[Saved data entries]
PR #22606, opened 2024-04-17
[bazel] Rename `cw310_params` to `fpga_params`

jwnrt:
This PR renames `cw310_params` to `fpga_params` in preparation for better CW340 support.

`fpga_params` was chosen because we're going to be using all FPGA boards roughly the same and therefore they will share the same parameters.

This change will allow us to add CW340 execution environments to tests without duplicating their `cw310_parameters` to `cw340_parameters`.

This PR adds an alias from `cw310_params -> fpga_params` and falls back to a parameter named `cw310 =` if `fpga =` is missing. This is used to prevent merge skew errors if pull requests are merged after this one which use the old names. After enough time, we can revert the last commit here to be fully on the `fpga_params` name.


pamaury (approved):
Thanks James, this looks great.

a-will:
For cases where the CW340 and CW310 are different (e.g. substantially worse SPI signal quality for the former vs. the latter, limiting I/O speeds*), is the thinking that we would split their configs off into different named parameters for opentitan_test() targets on a case-by-case basis?

Is the thinking that most tests are driven similarly in opentitanlib, so it's better to default to the same config vs. requiring every target to individually handle the two boards?

*This probably would be handled in opentitanlib config files anyway, but pretend I thought of something that might change the params ;)

rules/opentitan/defs.bzl
```diff
@@ -124,10 +124,8 @@ CLEAR_TEST_CMD = " "
 def _parameter_name(env, pname):
     if not pname:
         (_, suffix) = env.split(":")
-        if "cw310" in suffix:
-            pname = "cw310"
-        elif "cw340" in suffix:
-            pname = "cw340"
+        if "fpga" in suffix:
+            pname = "fpga"
```
nbdd0121, line 128: I wonder if we should try use cw310/cw340 if they are present, and then try "fpga" as a fallback. If we decide in the future to future merge fpga_params and silicon_params, then it can try cw310->fpga->common.

jwnrt: So `fpga` would only be a fallback and not merged with `cw310`/`cw340`?
I think that could work, but I'll do it in a follow up.

jwnrt: I've added an extra commit which makes `cw310` the fallback parameter name if `fpga` isn't provided, but I've only written it to avoid merge skew errors and it's not intended as a full solution.

We can revisit this later if we want to fallback behaviour properly.

engdoreis (approved):

Issue #20119, opened 2023-10-19
[chip-test] chip_sw_otbn_mem_scramble


GregAC:
### Test point name

[chip_sw_otbn_mem_scramble](https://github.com/lowRISC/opentitan/blob/d1676c071ab51d2f4921beaa798fe7148b890c90/hw/top_earlgrey/data/ip/chip_otbn_testplan.hjson#L101-L129)

### Host side component

None

### OpenTitanTool infrastructure implemented

None

### Silicon Validation (SiVal)

Yes

### Emulation Targets

- [ ] None
- [X] CW310
- [ ] Hyperdebug + CW310

### Contact person

@GregAC

### Checklist

Please fill out this checklist as items are completed. Link to PRs and issues as appropriate.
- [ ] Check if existing test covers most or all of this testpoint (if so, either extend said test to cover all points, or skip the next 3 checkboxes)
- [ ] Device-side (C) component developed
- [ ] Bazel build rules developed
- [ ] Host-side component developed
- [ ] HJSON test plan updated with test name (so it shows up in the dashboard)
- [ ] Test added to dvsim nightly regression (and passing at time of checking)
- [ ] For SiVal test cases, test is running relevant FPGA or silicon regression

> estimate 0.5

HU90m:
The existing `//sw/device/tests:otbn_mem_scramble_test` hasn't run in CI for as far back as the history goes.

After scrambling, ECC errors when reading values from IMEM should trigger interrupts but they don't appear to be:

```
I00051 otbn_mem_scramble_test.c:180] Mismatch without integrity error: Entry 49, address 0x29f, data 0x6984800c
E00052 otbn_mem_scramble_test.c:244] CHECK-fail: Expecting at least 48 IMEM integrity errors, got 0
I00053 status.c:34] FAIL!
```

luismarques:
This test works everywhere except the FPGA, and *very occasionally* also fails on dvsim.

I found a couple of dvsim VCS seeds that fail:

- 105706649916084870360541638213197649019961057817534949222100493257430194194456
- 84178660973699573356153380528591368847312397780491565840024634280044710784108

dvsim reproducer:

```
./util/dvsim/dvsim.py hw/top_earlgrey/dv/chip_sim_cfg.hjson -i chip_sw_otbn_mem_scramble --tool vcs --reseed 1 --seeds 105706649916084870360541638213197649019961057817534949222100493257430194194456
```

[...]

PR #22610, opened 2024-04-17
[sival] Port `sram_ctrl_scrambled_access_test` to sival

jwnrt:
This PR ports the `sram_ctrl_scrambled_access_test` to work outside of simulation by making the following changes:

* Making the test-bench synchronisation code no-ops. We don't have a test bench outside simulation.
* Replacing the backdoor comparison:
  * The simulation version of this test scrambles SRAM and then receives the expected scrambled contents from the simulation test bench.
  * We cannot provide this outside of simulation.
  * Instead, we check that the SRAM no longer contains the pattern we wrote to it, indicating it was scrambled.
* Disabled the ECC error checking expectations when running on an FPGA.
  * This code checks that we receive the expected number of ECC errors that should have been triggered by the scrambling of SRAM.
  * We cannot seem to catch these errors in the interrupt handler on the FPGA.
  * See #20119 for more details.
  * Since this was an extra feature added to the test, it has been disabled outside of DVSIM and silicon environments.


luismarques (approved):
I think all of the issues we discussed in person have been addressed. LGTM.

engdoreis (approved):
LGTM

pamaury (approved):

PR #22612, opened 2024-04-17
[pentest] Fix extclk speed config

nasahlpa:
This commit fixes the external clock speed selection configuration. Accidentally, a MUBI value was passed instead of a boolean to select the slow or high speed clock.


timothytrippel (approved):

vogelpi:
The CI failure is not related to this PR (not touching SiVal code). I am merging this.

PR #22613, opened 2024-04-17
[pentest] Constant trigger window for OTBN

nasahlpa:
For side-channel and fault injection analysis, a constant trigger window is required. However, currently, for OTBN analysis, this is not the case as entropy complex reseeds are issued during OTBN execution.

This commit adds the SCA & FI specific sca_configure_entropy_source_otbn() function. This function is a copy of entropy_testutils_auto_mode_init() but sets the reseed_interval of EDN0...4 to the max. available value, i.e., 0xffffffff.

With this change, the trigger window stays constant for OTBN measurements.

Thanks @jadephilipoom for helping to debug this!


sw/device/tests/penetrationtests/firmware/sca_lib.c
```diff
@@ -21,6 +27,112 @@ static dif_rv_plic_t plic;
 static dif_rstmgr_t rstmgr;
 static dif_alert_handler_t alert_handler;
 
+status_t sca_configure_entropy_source_otbn(void) {
```
jadephilipoom, line 30: nit: I'd drop the `_otbn`, because this routine will configure EDN for all blocks, not just OTBN. Maybe just `sca_configure_entropy_source`, or `sca_configure_entropy_source_max_reseed_interval`?

jadephilipoom (approved):

sw/device/tests/penetrationtests/firmware/sca_lib.c
nasahlpa: Thanks, good point! I've renamed the function to `sca_configure_entropy_source_max_reseed_interval`

PR #22616, opened 2024-04-17
Add a bazel rule to start a jtag server

cfrantz:
Add a bazel rule to configure the chip for jtag and start an OpenOCD instance as a jtag server:

```
bazel run //hw/top_earlgrey:jtag_server
```

### DIFF
--- a/hw/top_earlgrey/BUILD
+++ b/hw/top_earlgrey/BUILD
@@ -14,6 +14,7 @@ load(
     "sim_dv",
     "sim_verilator",
 )
+load("//rules/opentitan:jtag.bzl", "jtag_server")
 
 package(default_visibility = ["//visibility:public"])
 
@@ -41,6 +42,29 @@ filegroup(
     ],
 )
 
+label_flag(
+    name = "jtag_env",
+    build_setting_default = ":silicon_creator",
+)
+
+jtag_server(
+    name = "jtag_server",
+    testonly = True,
+    chip_setup = [
+        "gpio write TAP_STRAP0 false",
+        "gpio write TAP_STRAP1 true",
+        "gpio apply RMA_BOOTSTRAP",
+        "gpio apply RESET",
+        "no-op --delay 50ms",
+        "gpio remove RESET",
+    ],
+    exec_env = ":jtag_env",
+    openocd_chip_config = "//util/openocd/target:lowrisc-earlgrey.cfg",
+    openocd_commands = [
+        "adapter speed 500; transport select jtag; reset_config trst_only",
+    ],
+)
+
 ###########################################################################
 # FPGA CW310 Environments
 ###########################################################################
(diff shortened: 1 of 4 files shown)


cfrantz:
Q: Where is an appropriate location for this rule?  I have half a mind to locate it in `//third_party/openocd`, as in:
```
bazel run //third_party/openocd:jtag_server --//third_party/openocd:jtag_env=//hw/top_earlgry:silicon_creator
```

However, the chip initialization sequence (setting tap straps, etc) feels a bit more earlgrey specific, so I located it in `//hw/top_earlgrey`.

moidx (approved):
Nice thanks! 

Can you cross reference this in the following docs?

* doc/getting_started/using_openocd.md
* doc/getting_started/setup_fpga.md

timothytrippel (approved):

cfrantz:
> Nice thanks!
> 
> Can you cross reference this in the following docs?
> 
> * doc/getting_started/using_openocd.md
> * doc/getting_started/setup_fpga.md

Done.

cfrantz:
What, if anything, do we need to change or adjust to allow this to start a JTAG (openocd) server for the CW340?

hw/top_earlgrey/BUILD
```diff
@@ -141,6 +165,7 @@ fpga_cw310(
     base_bitstream = "//hw/bitstream/hyperdebug:bitstream",
     exec_env = "fpga_hyper310_rom_with_fake_keys",
     manifest = "//sw/device/silicon_creator/rom_ext:manifest_standard",
+    openocd_adapter_config = "//third_party/openocd:jtag_cmsis_dap_adapter_cfg",
```
a-will, line 168: `:fpga_cw340` likely needs this assignment too. Otherwise, I believe it should behave like the hyper310.

engdoreis: I've never used the Hyperdebug CMSIS-DAP interface, but I believe it should work just like on the CW310.
Additionally, the CW340 has an embedded FTDI, and this is the config file.
https://github.com/lowRISC/opentitan/blob/master/util/openocd/board/cw340_ftdi.cfg
This is how you connect:
https://github.com/lowRISC/opentitan/blob/master/doc/getting_started/setup_fpga.md#connecting-openocd

a-will: Ah, for CMSIS-DAP to work, the hyperdebug would need to be connected to the IOR pins via the ribbon cable. It depends on the configuration in CI.

cfrantz: This rule isn't meant to run in CI - it's meant to be used by developers who want to start an OpenOCD server:

```
bazel run //third_party/openocd:jtag_server --//third_party/openocd:jtag_env=<some env>
```

You can then use `gdb` (or `telnet`) to go debug.  The rule executes a script that automates the necessary setup to get JTAG connected.

Adding the adapter config to the rules isn't too much of a big deal.  Hopefully that's all that will be needed to make this rule useful to CW340 users.

a-will: > Adding the adapter config to the rules isn't too much of a big deal. Hopefully that's all that will be needed to make this rule useful to CW340 users.

Yeah, selecting the adapter config might work best for CW340. It's a funky one where the ribbon cable's position determines which adapter to select, and that's sort of orthogonal to the execution environment. I'm not sure it's in our interest to support every permutation in general, but for the JTAG server w/ CW340, maybe it's nicer to be able to select any config directly, without the execution environment proxy.

PR #22617, opened 2024-04-17
[pentest] Return alerts as array

nasahlpa:
As for the pen. testing evaluating an array instead of individual variables for the triggered alerts is easier, this commit switches the format of how the alerts are returned to the host.


pamaury (approved):
The change looks ok to me but once again I wonder if some refactor could be done, it looks a bit suspicious that this piece of code is duplicated so many times.

nasahlpa:
Thanks for your review @pamaury! Not sure how to avoid the duplicated code. Each function inside, for example, `ibex_fi.c` is an independent test that gets executed standalone. Each of these tests need to return different test results, only the `err_status` and the `alerts` field stay the same. For the test framework initiating the fault injections it is important that only a single uJSON message gets transmitted back from the host.

PR #22619, opened 2024-04-17
Setup priority over stall response

Nadia-Hanif:
This Pr contains sequence that checks the setup and stalling priority.
Specific Endpoint is stalled in OUT transaction than after wards setup transaction will be sent.
instead of stalling the endpoint setup transaction will take priority.
This priority will be check using the out_stall and in_stall register.


elliotb-lowrisc:
Closing as no longer relevant

PR #23249, opened 2024-05-22
Fix pwrmgr sival

pamaury:
Even though the test plan says not to run `pwrmgr_normal_sleep_all_wake_ups` (and deep variant) and to prefer the random version, it is current in a weird state where it is enabled but does not specify a test harness which causes it to fail.


jwnrt (approved):
Thanks for the fix

engdoreis (approved):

**Description of the task:**
For the records above, tally the lines holding the word "github". Answer with the number only.

**Task solution:**
3